Factors Affecting Age

• Net charge influences migration towards the opposite pole.
• Smaller molecules travel farther than larger ones.
• Denatured DNA migrates predictably by size
• Applied voltage is governed by the formula V=IR, where V is voltage (V), I is current (A), and R is resistance (Ω).
• Buffer choice impacts electrophoretic mobility.
• Gel pore size affects movement of macromolecules.

Components of Agarose Gel

• Agarose gel uses a sulfonated polysaccharide polymer from seaweed.
• It's a linear polymer of agarobiose
• Agarobiose includes 1,3-linked-β-D-galactopyranose and 1,4-linked-3,6-anhydro-α-L-galactopyranose
• Agarobiose comprises repeating units of D-galactose and 3,6-anhydro-L-galactopyranose with 1-4 linkages.
• The process uses dried powder dissolved in hot running buffer, cooled to 55-65°C, then poured into a casting tray with a comb to form wells.
• A comb-molder gives the gel its comb-like appearance.
• The gel solidifies at approximately 40°C.
• Higher agarose concentration results in smaller pore sizes.
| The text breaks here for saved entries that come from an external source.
PR #1147, opened 2019-03-08
PDXDDT-683 Replace TestNG library with Junit library

manjula-chikkanagappa:
Removed TestNG library references. Now we have only Junit testing framework in our hub code.

### DIFF
--- a/src/test/java/com/flightstats/hub/webhook/TagWebhookTest.java
+++ b/src/test/java/com/flightstats/hub/webhook/TagWebhookTest.java
@@ -3,8 +3,8 @@ package com.flightstats.hub.webhook;
 import com.flightstats.hub.model.ChannelConfig;
 import com.flightstats.hub.test.Integration;
 import org.apache.commons.lang3.StringUtils;
-import org.testng.annotations.BeforeSuite;
-import org.testng.annotations.Test;
+import org.junit.Before;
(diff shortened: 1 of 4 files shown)


src/test/java/com/flightstats/hub/webhook/TagWebhookTest.java
```diff
@@ -54,7 +54,7 @@ private ChannelConfig createChannelConfig(String name, String tag) {
                 .build();
     }
 
-    @BeforeSuite
+    @Before
```
lkemmerer: If I remember correctly, junit's `@Before` runs before each test. `@BeforeClass` should be the equivalent of `@BeforeSuite`.  Junit5 is much more intuitive, with `@BeforeEach` and `@BeforeAll`.

manjula-chikkanagappa: you are right Laurie. There is only one test in this class. So it does not matter. Junit's Before class requires Beforeclass methods to be static.

lkemmerer: Ah, I didn't realize there was only one test... Honestly I don't think I would have added a separate setup method for a single test. I know you didn't write this; just thinking out loud.

PR #1149, opened 2019-03-12
Metric filter return all

Paul-Hess:


src/main/java/com/flightstats/hub/metrics/StatsdReporter.java
```diff
@@ -23,18 +23,26 @@ public StatsdReporter(
         this.dataDogHandler = dataDogHandler;
     }
 
+    // unused but useful in future. currently default reporting to both clients for all metrics
```
lkemmerer: I'm not sure I'd bother with the comment. Even the lazy can look up method usages and see that there are none. :) And if there are eventually some, this comment won't be true anymore and someone will need to remember to delete it. If you wanted to put an explanation somewhere, I'd probably put it in the merge message for the PR about what we're doing and why we're doing it.

PR #1151, opened 2019-04-05
Ensure we enqueue S3 writes after writing to the spoke.

dkleckler:


src/test/java/com/flightstats/hub/dao/aws/ClusterContentServiceTest.java
```diff
@@ -0,0 +1,96 @@
...
+import org.mockito.runners.MockitoJUnitRunner;
+
+import java.util.Optional;
+
+import static org.junit.Assert.*;
+import static org.mockito.Mockito.*;
+
+@RunWith(MockitoJUnitRunner.class)
+public class ClusterContentServiceTest {
+    @Mock private ClusterContentService ccs;
```
lkemmerer: I didn't know about this annotation. That's useful!

src/test/java/com/flightstats/hub/dao/aws/ClusterContentServiceTest.java
```diff
@@ -0,0 +1,96 @@
...
+    @Mock private ChannelService channelSvc;
+    @Mock private ContentDao mockSpokeWriteDao, mockSpokeReadDao;
```
lkemmerer: I don't know how everybody else feels about multiple member declarations on one line. I think I prefer separate lines even if the ones you've grouped are related; it seems more consistent and therefore less surprising. Others should weigh in here, though, since we don't have an explicit convention related to this.

src/test/java/com/flightstats/hub/dao/aws/ClusterContentServiceTest.java
```diff
@@ -0,0 +1,96 @@
...
+
+    @Before
+    public void initClusterContentService() {
+        channelName = "/testChannel";
+        when(channelSvc.getCachedChannelConfig(channelName)).thenReturn(Optional.of(channelConfig));
+        ccs = new ClusterContentService(channelSvc, mockSpokeWriteDao, mockSpokeReadDao, mockS3SingleDao, mockS3LargeDao, mockS3BatchDao, s3WriteQueue, lastContentPath, hubUtils);
+    }
+
+    @SneakyThrows
+    private void initSimpleContent(boolean isLarge) {
```
lkemmerer: I usually put private methods below public ones, though I do get that it's helpful to know what helper methods are doing before they're used.

src/test/java/com/flightstats/hub/dao/aws/ClusterContentServiceTest.java
dkleckler: Yeah, saves a little boilerplate on the mocking.

src/test/java/com/flightstats/hub/dao/aws/ClusterContentServiceTest.java
```diff
@@ -0,0 +1,96 @@
...
+        byte[] data = "SimpleTest".getBytes();
+        contentKey = new ContentKey(TimeUtil.now(), "someHash");
+        content = Content.builder()
+                .withContentType("text/plain")
+                .withContentKey(contentKey)
+                .withLarge(isLarge)
+                .withData(data).build();
+        when(mockSpokeWriteDao.insert(anyString(), any(Content.class))).thenReturn(contentKey);
+        when(channelConfig.isBatch()).thenReturn(false);
```
lkemmerer: I know this DRYs a couple tests up a bit, but I think it's unrelated to setting up the content key.  Also, since it's a "given" that ties directly to the assertions, I'd usually prefer to make it explicit in each test so that there's symmetry across all the use cases.

src/test/java/com/flightstats/hub/dao/aws/ClusterContentServiceTest.java
dkleckler: Yeah, I usually prefer individual lines too.  In this case it felt like it would help clarify similarities amongst a bunch of similarly-typed vars.  I'm not invested though; whichever you all prefer works for me.

src/test/java/com/flightstats/hub/dao/aws/ClusterContentServiceTest.java
dkleckler: Sure thing.  I'll move this down.

src/test/java/com/flightstats/hub/dao/aws/ClusterContentServiceTest.java
dkleckler: Yeah, that's fair.  Moving.

src/test/java/com/flightstats/hub/dao/aws/ClusterContentServiceTest.java
lkemmerer: If you'd usually leave it as two, being consistent probably trumps the grouping, imo. The names are similar enough that it shouldn't be too bad to associate them. 🤷‍♂️

dkleckler: s/this case/cases like this, probably for me...but not everyone might agree with the grouping...it might be more aligned with how I think through this class.  🤷‍♂️ as well.  I'll split them out.

crozierm: The convention in the Portland office is to have one per line, though I'm not sure it's written down anywhere. And I think it's generally looked down upon in the Java community.

src/main/java/com/flightstats/hub/dao/aws/ClusterContentService.java
```diff
@@ -63,37 +64,41 @@
...
+    public ClusterContentService(
+                            ChannelService channelService,
+                            @Named(ContentDao.WRITE_CACHE) ContentDao spokeWriteContentDao,
+                            @Named(ContentDao.READ_CACHE) ContentDao spokeReadContentDao,
+                            @Named(ContentDao.SINGLE_LONG_TERM) ContentDao s3SingleContentDao,
+                            @Named(ContentDao.LARGE_PAYLOAD) ContentDao s3LargePayloadContentDao,
+                            @Named(ContentDao.BATCH_LONG_TERM) ContentDao s3BatchContentDao,
+                            S3WriteQueue s3WriteQueue,
+                            LastContentPath lastContentPath,
+                            HubUtils hubUtils) {
```
manjula-chikkanagappa: Nice. Constructor based injection is more readable and definitely a better choice since it throws exception sooner if one of the dependencies is not available.

src/main/java/com/flightstats/hub/model/LargeContent.java
```diff
@@ -3,17 +3,16 @@
...
 
 import java.io.IOException;
 
+@Slf4j
 public class LargeContent {
 
     static final String CONTENT_TYPE = "application/hub";
-    private static final Logger logger = LoggerFactory.getLogger(LargeContent.class);
-    private static final ObjectMapper mapper = HubProvider.getInstance(ObjectMapper.class);
+    private static final ObjectMapper mapper = HubBindings.objectMapper();
```
manjula-chikkanagappa: This should be injected to maintain consistency across the app.

dkleckler: Yeah, my preference was to switch this to an injected singleton, but guicification was starting to snowball.  I can go do that though.
Do we have a general route we're going here?  I see lots of cases where the code pulls an instance manually from the Injector through HubProvider.  Not crazy about that pattern.

lkemmerer: We're trying to deprecate HubProvider, so your instinct not to use it is appreciated. Lemme take a look at the code and think a little before I answer the question about whether we have a general route. In the meantime, maybe someone who's feeling more coherent has an answer more readily available.

Honestly, if it was starting to snowball, I'd be cool with splitting that refactoring out to a different PR. Makes it easier to revert (especially if we squash-merge our PRs).

dkleckler: It's not that bad.  I agree it's definitely better this way.  I'll toss it in.  CCS is the only consumer, so it doesn't reach that far.  Will push again to DI tonight though since there's been a bit of churn.

lkemmerer: Eww, all the methods in here are static. I'd probably make them instance methods and start injecting the ObjectMapper here and a LargeContent dependency in `ClusterContentService`...which I think is the only place it's used. Does that seem like it'd work or is that oversimplified?

src/test/java/com/flightstats/hub/dao/aws/ClusterContentServiceTest.java
```diff
@@ -0,0 +1,105 @@
+package com.flightstats.hub.dao.aws;
+
+import com.flightstats.hub.cluster.LastContentPath;
+import com.flightstats.hub.dao.ChannelService;
+import com.flightstats.hub.dao.ContentDao;
+import com.flightstats.hub.model.*;
```
Paul-Hess: As a rule we prefer to expand all splat imports

src/main/java/com/flightstats/hub/model/LargeContent.java
Paul-Hess: Plus one to doing this in another PR, seems a little out of scope

dkleckler: Ah...sorry...just sent it up.

src/test/java/com/flightstats/hub/dao/aws/ClusterContentServiceTest.java
dkleckler: Yeah, fixed IJ's min-5 for splat rule.

PR #1153, opened 2019-04-09
Ensure writes to UDP port happen after we start listening.

dkleckler:


src/test/java/com/flightstats/hub/metrics/StatsdReporterIntegrationTest.java
```diff
@@ -42,15 +43,20 @@ private static StatsdReporter provideStatsDHandlers() {
         return provider.get();
     }
 
+    private static void runAfterSocketInit(Runnable runnable) {
+        Executors.newScheduledThreadPool(1).schedule(runnable, 100, TimeUnit.MILLISECONDS);
```
chriskessel: I'm surprised this works. The returned Executor is local to the the function scope and I'd think it'd get garbage collected and thus stop rescheduling. Maybe sufficiently reliable in a unit test though.

crozierm:
I'd be tempted to remove the static cancer from this class. I'll admit I didn't look at it very closely though.

src/test/java/com/flightstats/hub/metrics/StatsdReporterIntegrationTest.java
dkleckler: ScheduledThreadPoolExecutor has an onShutdown() hook that ensures delayed tasks execute even after shutdown (by default).  Periodic tasks will be canceled though.

Paul-Hess:
@BeforeClass must be static, I find it useful, particularly here

dkleckler:
Laurie killed off all the timed waits here, which should result in an optimally fast test execution.  Closing this one to PR over from her branch.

Buffers during Electrophoresis

• Higher conductivity can lead to increased heat, addressed by using higher buffer concentrations at lower voltages.
• Tris Acetate EDTA (TAE) is most popular for DNA electrophoresis because DNA migrates faster and is more stable,
• Tris borate EDTA (TBE) has greater buffering capacity, but stock solutions may precipitate, leading to distorted migration patterns
• Denaturing agents break H-bonds in nucleic acids
• Formamide and Urea are examples of denaturing agents that result in predictable migration
• Loading buffer includes dye and a density agent.
• Density agents increase sample density with Ficoll, sucrose, or glycerol
• Tracking dyes such as bromophenol blue are used to monitor migration.

Equipment

• Agarose gels run horizontally in acrylic containers.
• Electrodes in the gel box connect to a power supply.

Gel Loading

• The gel should be submerged in the running buffer, filling both compartments
• Following dilution of samples in loading buffer, load carefully into the well.
• Micropipette plunger should be depressed before loading and release after removing the tip
• The tip must be within the well while loading.
• Care must be taken to avoid piercing the gel.

Detection Systems

• After running electrophoresis, dyes that associate with nucleic acids are used to visualize bands.
• Ethidium bromide is an intercalating agent, emits orange light at 590 nm, and is highly carcinogenic.
• SYBR Green I is for double-stranded DNA in rt-PCR.
• SYBR Green II is for single-stranded DNA or RNA staining.
• SYBR Gold can be used for both DNA and RNA staining.
• SYBR Safe is a non-hazardous SYBR Green variant.
• Gel Red is an intercalating agent that is more sensitive than EtBr, and can be added to the gel mix.
• Silver stain is non-toxic and the most sensitive stain for protein analysis.